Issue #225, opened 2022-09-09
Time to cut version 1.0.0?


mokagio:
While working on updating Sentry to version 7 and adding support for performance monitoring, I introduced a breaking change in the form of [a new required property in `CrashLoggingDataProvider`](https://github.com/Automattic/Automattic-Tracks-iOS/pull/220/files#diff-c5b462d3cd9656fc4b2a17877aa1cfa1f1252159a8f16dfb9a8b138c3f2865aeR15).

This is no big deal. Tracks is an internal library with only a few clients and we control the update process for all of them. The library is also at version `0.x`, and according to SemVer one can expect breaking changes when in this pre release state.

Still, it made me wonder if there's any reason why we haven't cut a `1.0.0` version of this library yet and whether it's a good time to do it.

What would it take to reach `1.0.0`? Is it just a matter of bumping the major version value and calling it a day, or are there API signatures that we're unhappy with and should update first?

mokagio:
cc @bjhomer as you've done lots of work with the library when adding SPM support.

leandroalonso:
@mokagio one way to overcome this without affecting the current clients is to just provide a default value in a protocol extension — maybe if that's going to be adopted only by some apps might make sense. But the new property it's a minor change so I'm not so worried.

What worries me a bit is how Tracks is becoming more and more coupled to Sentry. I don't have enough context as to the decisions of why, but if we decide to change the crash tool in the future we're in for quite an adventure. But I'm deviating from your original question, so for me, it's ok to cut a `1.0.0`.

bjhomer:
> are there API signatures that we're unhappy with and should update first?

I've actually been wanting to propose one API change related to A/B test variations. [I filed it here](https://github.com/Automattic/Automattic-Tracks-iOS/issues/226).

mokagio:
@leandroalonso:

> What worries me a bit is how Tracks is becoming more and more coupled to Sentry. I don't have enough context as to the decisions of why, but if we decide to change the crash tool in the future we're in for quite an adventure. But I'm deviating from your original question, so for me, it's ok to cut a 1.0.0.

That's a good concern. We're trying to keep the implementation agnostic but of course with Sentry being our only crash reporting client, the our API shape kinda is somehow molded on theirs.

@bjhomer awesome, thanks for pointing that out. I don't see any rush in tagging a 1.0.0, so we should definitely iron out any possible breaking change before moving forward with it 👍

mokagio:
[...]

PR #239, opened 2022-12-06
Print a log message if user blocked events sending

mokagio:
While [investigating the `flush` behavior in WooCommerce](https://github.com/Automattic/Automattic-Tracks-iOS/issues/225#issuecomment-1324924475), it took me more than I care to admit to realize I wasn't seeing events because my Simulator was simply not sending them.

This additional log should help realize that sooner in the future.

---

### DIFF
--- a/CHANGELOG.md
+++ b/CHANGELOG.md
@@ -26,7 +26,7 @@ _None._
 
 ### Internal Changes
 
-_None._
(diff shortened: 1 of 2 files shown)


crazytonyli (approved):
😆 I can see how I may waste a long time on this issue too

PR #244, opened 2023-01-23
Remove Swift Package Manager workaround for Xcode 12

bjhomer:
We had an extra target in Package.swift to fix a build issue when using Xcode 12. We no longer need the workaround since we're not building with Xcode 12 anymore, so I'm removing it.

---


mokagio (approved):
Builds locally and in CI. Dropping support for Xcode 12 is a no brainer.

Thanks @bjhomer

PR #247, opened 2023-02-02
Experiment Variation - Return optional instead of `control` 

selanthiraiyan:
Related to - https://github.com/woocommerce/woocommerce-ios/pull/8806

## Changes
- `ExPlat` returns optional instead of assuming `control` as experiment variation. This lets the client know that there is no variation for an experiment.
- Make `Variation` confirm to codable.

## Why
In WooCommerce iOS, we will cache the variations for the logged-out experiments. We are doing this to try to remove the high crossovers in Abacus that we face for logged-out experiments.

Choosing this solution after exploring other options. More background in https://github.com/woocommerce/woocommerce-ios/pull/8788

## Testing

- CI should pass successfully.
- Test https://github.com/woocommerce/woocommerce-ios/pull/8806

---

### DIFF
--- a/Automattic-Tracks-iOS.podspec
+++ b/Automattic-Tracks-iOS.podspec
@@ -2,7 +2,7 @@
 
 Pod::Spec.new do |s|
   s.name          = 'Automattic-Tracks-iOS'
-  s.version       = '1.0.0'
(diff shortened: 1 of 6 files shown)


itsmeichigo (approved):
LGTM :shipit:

...

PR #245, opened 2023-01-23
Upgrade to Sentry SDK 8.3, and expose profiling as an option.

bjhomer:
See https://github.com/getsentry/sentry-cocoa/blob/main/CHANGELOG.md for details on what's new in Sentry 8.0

* * *

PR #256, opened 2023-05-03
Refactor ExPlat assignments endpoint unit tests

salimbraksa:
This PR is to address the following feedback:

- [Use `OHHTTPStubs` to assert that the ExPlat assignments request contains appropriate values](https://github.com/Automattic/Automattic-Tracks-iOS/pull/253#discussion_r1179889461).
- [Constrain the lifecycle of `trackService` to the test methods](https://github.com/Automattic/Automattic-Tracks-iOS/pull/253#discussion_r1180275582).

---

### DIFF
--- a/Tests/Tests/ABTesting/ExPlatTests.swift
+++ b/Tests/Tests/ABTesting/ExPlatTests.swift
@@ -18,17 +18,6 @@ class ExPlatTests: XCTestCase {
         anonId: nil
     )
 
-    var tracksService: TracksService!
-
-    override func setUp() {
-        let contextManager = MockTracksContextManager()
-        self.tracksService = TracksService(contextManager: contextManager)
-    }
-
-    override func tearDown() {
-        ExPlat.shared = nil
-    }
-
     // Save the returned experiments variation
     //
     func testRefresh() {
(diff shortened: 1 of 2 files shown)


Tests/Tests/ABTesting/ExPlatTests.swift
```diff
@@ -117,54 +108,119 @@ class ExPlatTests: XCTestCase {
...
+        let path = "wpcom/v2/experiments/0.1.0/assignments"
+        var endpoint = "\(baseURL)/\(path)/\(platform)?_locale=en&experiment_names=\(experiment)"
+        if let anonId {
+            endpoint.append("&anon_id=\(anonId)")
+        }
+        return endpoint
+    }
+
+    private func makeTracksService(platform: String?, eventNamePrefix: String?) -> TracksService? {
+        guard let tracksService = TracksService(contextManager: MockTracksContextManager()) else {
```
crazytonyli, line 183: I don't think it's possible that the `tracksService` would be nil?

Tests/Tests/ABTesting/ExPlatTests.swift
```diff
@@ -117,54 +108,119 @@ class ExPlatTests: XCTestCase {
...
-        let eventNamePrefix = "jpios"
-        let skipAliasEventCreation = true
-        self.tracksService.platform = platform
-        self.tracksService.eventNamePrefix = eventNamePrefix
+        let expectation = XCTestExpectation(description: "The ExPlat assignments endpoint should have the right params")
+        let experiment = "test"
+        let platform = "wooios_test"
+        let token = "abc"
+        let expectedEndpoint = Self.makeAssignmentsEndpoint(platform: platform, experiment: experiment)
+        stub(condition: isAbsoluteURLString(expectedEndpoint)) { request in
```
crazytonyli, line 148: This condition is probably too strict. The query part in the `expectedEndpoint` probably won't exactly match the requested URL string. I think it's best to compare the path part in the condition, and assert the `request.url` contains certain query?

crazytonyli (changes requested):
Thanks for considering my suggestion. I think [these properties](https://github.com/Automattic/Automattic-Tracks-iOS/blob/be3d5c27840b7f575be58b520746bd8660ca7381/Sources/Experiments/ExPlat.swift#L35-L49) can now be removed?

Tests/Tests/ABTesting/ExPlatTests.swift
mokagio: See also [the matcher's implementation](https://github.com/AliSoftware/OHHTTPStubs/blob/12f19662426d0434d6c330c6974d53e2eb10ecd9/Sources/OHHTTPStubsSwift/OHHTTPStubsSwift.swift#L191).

== Directions ==
Go through the listing above and return each line that includes the word "optional".

== Answer area ==
Experiment Variation - Return optional instead of `control` 
- `ExPlat` returns optional instead of assuming `control` as experiment variation. This lets the client know that there is no variation for an experiment.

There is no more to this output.